Resume Hal. 1-2
Resume Hal. 1-2
ABSTRAK
Ciri utama dari gangguan gejala somatic adalah kekhawatiran yang berlebihan
terhadap gejala fisiknya. Pemeriksaan klinis dan investigasi yang detail tidak dapat
mengungkapkan adanya kelainan untuk menjelaskan gejalanya. Gangguan gejala
somatik sering terjadi pada masa kanak-kanak.

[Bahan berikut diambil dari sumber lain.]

PR #736, opened 2026-08-14
refactor(sequencer): actor architecture, phase 2: Storage Actor

Arjentix:
## 🎯 Purpose

Phase 2 of Actor Architecture. Encapsulate sequencer database into the Storage Actor.

## ⚙️ Approach

A lot of things were done in this PR, here is a quick recap.

- Created `StorageActor` encapsulating `storage` crate usage
- Created `StorageActorTrait` and `MockStorageActor` (with the help of [`mockall`](https://crates.io/crates/mockall) crate). This let's us write powerful tests for client-crates such as `Executor` (will be more in future). See `executor/src/tests.rs` for example.
- SequencerCore now utilizes only `StorageActor` as storage. `storage` crate becomes `StorageActor` implementation detail and once should disappear as a separate crate.
 
## 🧪 How to Test

See CI.

## 🔗 Dependencies

None

## 🔜 Future Work

- Address several TODOs I left on the way. This is not really related to this PR.
- Remove `storage` as it is one day. Make it inner-module of `sequencer_storage_actor`
- Probably remove `sequencer_cells` and just keep protocol types with encoding/decoding as actor inner implementation detail

## 📋 PR Completion Checklist

- [x] Complete PR description
- [x] Add/update tests


lez/sequencer/actors/storage/src/actor.rs
```diff
@@ -0,0 +1,578 @@
...
+        GetCrossZonePeerFloorBytes, GetCrossZonePeerTip, GetDeadLetterDispatchCount,
+        GetDeadLetterDispatches, GetFinalSnapshot, GetFirstBlockId, GetLastBlockId,
+        GetLatestBlockMeta, GetLeeState, GetPendingCrossZoneDispatches, GetPendingDepositEvents,
+        GetPublishedHighWater, GetZoneAnchor, GetZoneCheckpointBytes, MarkBlockAsFinalized,
+        RaisePublishedHighWater, RecordDispatchFailure, RecordNewBlock, ResetAllBlocksToPending,
+        SetCrossZonePeerFloorBytes, SetCrossZonePeerTip, SetZoneAnchor, SetZoneCheckpointBytes,
+    },
+};
+
+pub trait StorageActorTrait:
```
erhant: could be a nit, but maybe this can go under `trait.rs` and all the other stuff that it requires along with it are exported via `prelude.rs`, so we only need to do `use crate::storage::prelude::*` here?

Arjentix: At first I thought that Rust won't let me use `pub mod trait` because it's a reserved keyword, but then I remembered about raw identifiers and `pub mod r#trait` works. Although forcing all users typing this would be very bad, so I exposed it in `lib.rs` as `pub use r#trait::StorageActorTrait`. So looks good, thanks.

Regarding `prelude::*`... I'm against this pattern in production code and especially for private internal crates. This make sense for public libraries probably, but I see no reason to use it here. Better to explicitly import everything. We even have [`wildcard_imports`](https://rust-lang.github.io/rust-clippy/rust-1.94.0/index.html#wildcard_imports) lint enabled.

lez/sequencer/core/src/lib.rs
```diff
@@ -252,8 +195,41 @@ impl<BP: BlockPublisherTrait> SequencerCore<BP> {
...
+                state,
+                checkpoint_bytes: None,
+            })
+            .await
+            .expect("Failed to seed the database with the genesis block");
+    }
+
+    #[expect(
+        clippy::cognitive_complexity,
+        reason = "Slop has won the battle, but our war is not over"
```
erhant, line 230: ahahhaha

lez/sequencer/actors/executor/src/actor.rs
```diff
@@ -199,30 +216,37 @@ impl<BP: BlockPublisherTrait + Send + 'static> Message<GetBlockRange> for Execut
         _ctx: &mut Context<Self, Self::Reply>,
     ) -> Self::Reply {
         range
-            .map_while(|block_id| {
-                self.sequencer
-                    .block_store()
-                    .get_block_at_id(block_id)
+            .map(|block_id| {
```
erhant: i think using `map` instead of `map_while` here opens up an exploit for the RPC caller to provide a HUGE range, and that entire range will be mapped to `Future`; it will `take_while` from there below but still the entire Future array was created.

we can try a more efficient approach here perhaps 🙏🏻

lez/sequencer/actors/storage/src/protocol.rs
```diff
@@ -0,0 +1,505 @@
...
+    /// Highest block id this event made irreversible: stored blocks at or below
+    /// it become finalized.
+    pub finalized_up_to: Option<BlockId>,
+
+    /// Deposit events observed on L1, recorded unless already pending.
+    pub new_deposit_events: Vec<PendingDepositEventRecord>,
+
+    /// Deposit op ids whose mint finalized: their pending records are dropped.
+    pub remove_deposit_records: Vec<HashType>,
+    /// Deposit op ids whose mint finalized: their pending records are dropped.
```
erhant: typo here about `Deposit` -> `Dispatch`

lez/sequencer/actors/executor/src/error.rs
```diff
@@ -9,9 +9,22 @@ pub enum Error {
     #[error("The mempool is full")]
     MempoolIsFull,
 
-    #[error("Storage error")]
-    StorageError(#[from] storage::error::DbError),
+    #[error("Storage request failed")]
+    StorageRequestFailed(kameo::error::SendError<NoMatter, sequencer_storage_actor::error::Error>),
```
erhant: could we preserve the `#[source]` here as well about the underlying storage error?

lez/sequencer/actors/executor/src/error.rs
```diff
@@ -9,9 +9,22 @@ pub enum Error {
...
+    #[error("Block production failed")]
+    BlockProductionFailed(#[source] anyhow::Error),
+
+    #[error("Failed to read the cross-zone dead letter")]
+    CrossZoneDeadLettersUnavailable(#[source] anyhow::Error),
+}
+
+/// A dummy struct replacing message type in [`kameo::error::SendError`]
+/// as we don't want to expose the message type in the  public API.
+pub struct NoMatter;
```
erhant, line 26:
```diff
- ...in the  public...
+ ...in the public...
```

lez/sequencer/actors/storage/src/protocol.rs
Arjentix: Thanks, copy-pasted wrong line, fixed

lez/sequencer/actors/executor/src/error.rs
Arjentix: Missed that, thanks

lez/sequencer/actors/executor/src/actor.rs
Arjentix: Nice observation. It turned out to be a deeper rabbit hole than I expected. So in the end I made it:

1. Non-executor-blocking by utilizing `DelegatedReply` and `ctx.spawn()`. Added a test for it which was really easy thanks to mocking.
2. Allocating only fixed amount of futures (16) per time by utilizing [`buffered()`](https://docs.rs/futures/latest/futures/stream/trait.StreamExt.html#method.buffered) which I didn't know about before
3. Clamped to 1024 blocks max

lez/sequencer/core/src/block_publisher.rs
```diff
@@ -417,18 +417,15 @@ impl BlockPublisherTrait for ZoneSdkPublisher {
...
                                     on_follow(FollowUpdate {
                                         checkpoint,
                                         adopted,
                                         orphaned,
                                         finalized: finalized_blocks,
                                         deposits,
                                         withdrawals,
-                                    });
+                                    })
+                                    .await;
```
moudyellaz: This drops the `Nothing is awaited here` comment and the property it guarded. What makes awaiting `on_follow` here safe now that the drive loop can't service `Command::Publish` while it runs?

lez/sequencer/core/src/lib.rs
```diff
@@ -792,29 +803,30 @@ impl<BP: BlockPublisherTrait> SequencerCore<BP> {
...
-                    withdrawal_reconciliation_keys,
-                    chain.head_state(),
-                    Some(&checkpoint_bytes),
-                )?;
+                let block_id = block.header.block_id;
+                self.store
+                    .record_new_block(
+                        block,
+                        withdrawal_reconciliation_keys,
+                        chain.head_state().clone(),
```
moudyellaz: `head_state().clone()` plus `final_state().clone()` deep-copies the whole `V03State` on every persist (also 644 and 1667). Can the message carry `Arc<V03State>` instead?

lez/sequencer/core/src/block_store.rs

Cognitive Behavioural Therapy
(CBT) yang dilakukan oleh para ahli dapat menghilangkan gejala somatik yang
berhubungan dengan kecemasan dan stres. Jika tidak diberikan lebih awal, gejala
fisik menetap yang terkait dengan stres emosional akan menyebabkan kecacatan
fungsional yang signifikan pada masa kanak-kanak dan berisiko tinggi mengalami
gangguan kecemasan dan gangguan depresi pada masa dewasa muda. Oleh karena
itu, intervensi dini dengan menggunakan CBT harus diberikan kepada semua anak
dengan gangguan gejala somatik.
Gejala fisik yang menetap dihubungkan dengan perasaan yang tidak seimbang
dan perilaku yang dimasukkan dalam diagnosis baru di Somatic Symptom Disorder
(SSD) pada Diagnostic and Statistical Manual, edisi 5 (DSM-5). Kategori
diagnosis sebelumnya disebut gangguan somatoform dan saat ini dikenal sebagai
gangguan gejala somatik. Anak-anak dengan gangguan gejala somatik memiliki
keluhan nyeri somatik, yang tidak dapat dijelaskan melalui diagnosis medis.
Prevalensi
Gejala Klinis
Somatisasi pada umumnya terjadi pada anak-anak dan remaja. Gejala utama
gangguan ini adalah kekhawatiran pada gejala fisiknya yang mengakibatkan
perasaan berlebihan. Pikiran tentang gejala fisik akan sangat menyusahkan dan bisa
berakibat terganggunya aktivitas sehari-hari. Anak-anak biasanya memiliki tingkat
kecemasan yang tinggi. Gejala somatik harus menetap dan berkaitan dengan nyeri
yang dominan. Stres yang berhubungan dengan kemampuan akademis, hubungan
keluarga, pribadi dan kelompok sebaya serta perlindungan berlebihan dari orang
tua merupakan faktor predisposisi untuk timbulnya gangguan gejala somatik.
Terdapat hubungan yang kuat antara faktor emosional dan keluhan fisik pada anak-
anak. Dalam penelitian yang melibatkan 1323 anak, yang direkrut dari Copenhagen
Child Cohort ditemukan gejala kecemasan kesehatan sebanyak 17,6 %.